In 2008, the UK government announced its support for additional nuclear power plants to meet projected energy needs. According to a series of papers published since 2009, the UK government projects that an additional 60 GW of net generating capacity will be necessary by 2025. Although 35 GW are expected to come from renewable energy, much of the remainder is expected to be fueled by nuclear power.

Since 2008, several utilities have begun planning construction of new power plants. Current policy discussions surrounding nuclear power in the UK include wide-ranging incentives for new nuclear plants, such as feed-in tariff and a carbon floor price. Although feed-in tariffs currently are only available to renewable generation, these mechanisms may be extended to nuclear power and would refer to payments to electricity generators that use nuclear power. In June 2011, the government designated eight sites for the development of nuclear power stations. Given the pace of new nuclear plant development, the first of the new units is expected to come online in 2018.

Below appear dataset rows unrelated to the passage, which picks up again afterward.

PR #410, opened 2023-09-21
update to mypy 1.5.1 and fix post_init liskov

willydouhard:
Mypy 1.5.1 was complaining

```
chainlit/input_widget.py:17: error: Signature of "__post_init__" incompatible with supertype "dataclass"  [override]
chainlit/input_widget.py:17: note:      Superclass:
chainlit/input_widget.py:17: note:          def __post_init__(self: InputWidget) -> None
chainlit/input_widget.py:17: note:      Subclass:
chainlit/input_widget.py:17: note:          def __post_init__(self: InputWidget, tooltip: Any, description: Any) -> None
Found 1 error in 1 file (checked 48 source files)
 ELIFECYCLE  Command failed with exit code 1.
```

So i took a look at the input_widget file. To me there is a lot of dead code (plus the post_init was breaking mypy). Would love to have feedback on this to make sure I did not miss on something important.

Tested with prompt playground and chat settings and everything looks ok.

### DIFF
--- a/backend/chainlit/input_widget.py
+++ b/backend/chainlit/input_widget.py
@@ -1,4 +1,4 @@
-from abc import ABC, abstractmethod
+from abc import abstractmethod
 from collections import defaultdict
 from typing import Any, Dict, List, Optional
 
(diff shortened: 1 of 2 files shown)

Proposed nuclear units in the UK
Company Site Type Capacity
(MW gross)
Expected
start-up
EdF Energy Hinkley Point C-1 EPR 1,670 2018
Hinkley Point C-2 EPR 1,670 2019
EdF Energy Sizewell C-1 EPR 1,670 2020
         Sizewell C-2 EPR 1,670 2022
NuGeneration Moorside AP1000 x3 Up to 3,600 2023
Horizon Oldbury B ABWR x 2 or 3 2,760-4,140 2025
  Wylfa B ABWR x 2 or 3 2,760-4,140 2025
Total Range     15,800-18,560  
Source: World Nuclear Association

Renewables

The UK government has introduced a number of regulations to increase the amount of renewable energy in the country. These regulations call for an increase in the use of renewables to 30 percent of total electricity generation in 2020. While these plans include the use of hydropower, making use of wind resources is central to the government's plans.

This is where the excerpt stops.